1961年、東北大学文学部卒業後、米カリフォルニア大学へ留学、都市工学専攻。
1965年、ロサンゼルス郡公共事業局勤務。1985年、郡最優秀職員に選ばれる。道路課長をつとめ、1999年に退職。
同局勤務のかたわらジャーナリストとして、ロサンゼルスの日本語放送局で報道番組の制作と放送を担当。日米首脳会談、昭和天皇米国御訪問、オリンピック大会、大震災、暴動、911同時テロ等を取材、併せて日本の朝日、読売、毎日、産経、中日、南日本の各新聞に寄稿。ロサンゼルスで発行される邦字月刊誌に35年間、邦字紙に8年間にわたり寄稿。 アメリカにおける政治・社会問題および日系移民史に関する論考を日本の新聞、月刊誌に寄稿。NHKのニュース番組に生出演。講演、大学での特別講義など。
単行本として
『ミッション・ロード』一九九一年、第十回「潮賞(ノンフィクション部門」受賞、潮出版社
『ヤマト魂 アメリカ・日系二世、自由への戦い』2001年、集英社
『ゴー・フォー・ブローク 日系二世の戦場』2003年、光人社。2009年、文庫版
『評伝 八島太郎 泣こよっか ひっ翔べ」2009年、南日本新聞社

講演内容: 長沢鼎の写真集はここをクリックしてご覧下さい。
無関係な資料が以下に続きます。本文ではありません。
PR #1536, opened 2024-01-19
refactor: Optimize FieldMask instantiation

tom-andersen:
Optimization does 2 things:

1. Avoid creating intermediary collections. Simply create a TreeSet that is used in FieldMask constructor.
2. Instead of adding FieldPaths to an intermediary collection and then removing them afterwards, simply filter FieldPaths as part of TreeSet creation.

### DIFF
--- a/google-cloud-firestore/src/main/java/com/google/cloud/firestore/FieldMask.java
+++ b/google-cloud-firestore/src/main/java/com/google/cloud/firestore/FieldMask.java
@@ -19,6 +19,7 @@ package com.google.cloud.firestore;
 import java.util.ArrayList;
 import java.util.Arrays;
 import java.util.Collection;
+import java.util.Collections;
 import java.util.List;
 import java.util.Map;
 import java.util.SortedSet;
@@ -47,7 +48,7 @@ public final class FieldMask {
    */
   @Nonnull
   public static FieldMask of(String... fieldPaths) {
-    List<FieldPath> paths = new ArrayList<>();
+    TreeSet<FieldPath> paths = new TreeSet<>();
     for (String fieldPath : fieldPaths) {
       paths.add(FieldPath.fromDotSeparatedString(fieldPath));
     }
@@ -62,16 +63,18 @@ public final class FieldMask {
    */
   @Nonnull
   public static FieldMask of(FieldPath... fieldPaths) {
-    return new FieldMask(Arrays.asList(fieldPaths));
+    TreeSet<FieldPath> paths = new TreeSet<>();
+    Collections.addAll(paths, fieldPaths);
+    return new FieldMask(paths);
   }
 
   static FieldMask fromObject(Map<String, Object> values) {
-    List<FieldPath> fieldPaths = extractFromMap(values, FieldPath.empty());
+    TreeSet<FieldPath> fieldPaths = extractFromMap(values, FieldPath.empty());
     return new FieldMask(fieldPaths);
   }
 
-  private static List<FieldPath> extractFromMap(Map<String, Object> values, FieldPath path) {
-    List<FieldPath> fieldPaths = new ArrayList<>();
+  private static TreeSet<FieldPath> extractFromMap(Map<String, Object> values, FieldPath path) {
+    TreeSet<FieldPath> fieldPaths = new TreeSet<>();
 
     for (Map.Entry<String, Object> entry : values.entrySet()) {
       Object value = entry.getValue();
--- a/google-cloud-firestore/src/main/java/com/google/cloud/firestore/FieldMask.java
+++ b/google-cloud-firestore/src/main/java/com/google/cloud/firestore/FieldMask.java
@@ -16,11 +16,8 @@
 
 package com.google.cloud.firestore;
 
-import java.util.ArrayList;
-import java.util.Arrays;
 import java.util.Collection;
 import java.util.Collections;
-import java.util.List;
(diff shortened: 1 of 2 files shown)


google-cloud-firestore/src/main/java/com/google/cloud/firestore/FieldMask.java
```diff
@@ -47,7 +45,7 @@ private FieldMask(SortedSet<FieldPath> fieldPaths) {
    */
   @Nonnull
   public static FieldMask of(String... fieldPaths) {
-    List<FieldPath> paths = new ArrayList<>();
+    TreeSet<FieldPath> paths = new TreeSet<>();
```
dconeybe, line 48: The change from ArrayList to TreeSet in this class looks like strictly _worse_ performance, since adding to a TreeSet is slower than adding to an ArrayList. Also, using TreeSet subtly changes the semantics because a TreeSet will eliminate duplicates and potentially change the order of elements where an ArrayList would keep them. Could you explain the motivation for changing to TreeSet?

google-cloud-firestore/src/main/java/com/google/cloud/firestore/FieldMask.java
dconeybe, line 1: Do you have any statistics to show how much of a performance gain is realized here, and under what conditions? I ask because it's not clear to me that there will be a meaningful performance gain since TreeSet comes with a peformance penalty due to how it's implemented. TreeSet also detracts from readability IMO because it is a collection that's only used in particular cases and its use immediately raises the question in reader's minds "why it is chosen rather than a hash-based or array-based structure like HashSet or ArrayList?". So I'd discourage this change unless there is some proven performance gain.

google-cloud-firestore/src/main/java/com/google/cloud/firestore/FieldMask.java
```diff
@@ -62,16 +60,18 @@ public static FieldMask of(String... fieldPaths) {
...
 
   static FieldMask fromObject(Map<String, Object> values) {
-    List<FieldPath> fieldPaths = extractFromMap(values, FieldPath.empty());
+    TreeSet<FieldPath> fieldPaths = extractFromMap(values, FieldPath.empty());
     return new FieldMask(fieldPaths);
   }
 
-  private static List<FieldPath> extractFromMap(Map<String, Object> values, FieldPath path) {
-    List<FieldPath> fieldPaths = new ArrayList<>();
+  private static TreeSet<FieldPath> extractFromMap(Map<String, Object> values, FieldPath path) {
```
dconeybe, line 73: A potentially better optimization here would be to modify the `extractFromMap()` method to take the destination collection as an argument, instead of creating a new collection on every invocation. This is especially true since this method calls itself recursively and creates a new collection on each invocation.

google-cloud-firestore/src/main/java/com/google/cloud/firestore/UpdateBuilder.java
```diff
@@ -272,9 +275,11 @@ private T performSet(
         DocumentTransform.fromFieldPathMap(documentReference, documentData);
 
     if (options.getFieldMask() != null) {
-      List<FieldPath> fieldMask = new ArrayList<>(options.getFieldMask());
-      fieldMask.removeAll(documentTransform.getFields());
-      documentMask = new FieldMask(fieldMask);
+      TreeSet<FieldPath> fieldPaths =
```
dconeybe, line 278: Why is TreeSet used in this class too instead of ArrayList? I agree that the streaming API is a good improvement, but I'm not clear on the benefits of TreeSet, which could negate any performance gains.

dconeybe (changes requested):

google-cloud-firestore/src/main/java/com/google/cloud/firestore/FieldMask.java
dconeybe: Nevermind. @tom-andersen pointed out to me that TreeSet was already there; this change avoids creating an intermediary collection that is (almost) immediately converted to a TreeSet then thrown away.

google-cloud-firestore/src/main/java/com/google/cloud/firestore/FieldMask.java
dconeybe: Nevermind. @tom-andersen pointed out to me that TreeSet was already there; this change avoids creating an intermediary collection that is (almost) immediately converted to a TreeSet then thrown away.

google-cloud-firestore/src/main/java/com/google/cloud/firestore/FieldMask.java
dconeybe: Nevermind. @tom-andersen pointed out to me that TreeSet was already there; this change avoids creating an intermediary collection that is (almost) immediately converted to a TreeSet then thrown away.

google-cloud-firestore/src/main/java/com/google/cloud/firestore/UpdateBuilder.java
dconeybe: Nevermind. @tom-andersen pointed out to me that TreeSet was already there; this change avoids creating an intermediary collection that is (almost) immediately converted to a TreeSet then thrown away.

dconeybe (approved):
LGTM. Thanks for this improvement, and for gracefully pointing out my uninformed review comments!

Media:Nagasawa.pdf 

評伝 長沢鼎とは
1983年、来日中のレーガン大統領が尊敬すべき日本人としてあげた3名は、 福沢諭吉、松尾芭蕉、長沢鼎  これをきっかけに、当時日本でほとんど知られていなかった長沢鼎の名前が世に知られるようになった。
CA州サンタローザで長沢鼎がワイン造りを行っていた 長沢鼎は1852年に生まれた。その翌年にはペリー来航。 そんな時代の鹿児島で産まれ、育った長沢鼎。 薩摩藩は薩英戦争(1863年)の名残からも、国を強くしなければという想いから、 そのために人を育てる、そして、造船を学ばせる目的で留学生を海外へと送り込む。
森有礼、松村淳蔵(日本人で初めてミネアポリス海軍兵学校を卒業し、) 秋山真之、村橋久成(後のサッポロビールの創業者)、畠山義成(後の東京大学となる学校の校長)、後に大蔵次官となった吉田清成、後に外務大臣になった寺島宗則などと共に最年少13歳で留学生としてイギリスへと向かった。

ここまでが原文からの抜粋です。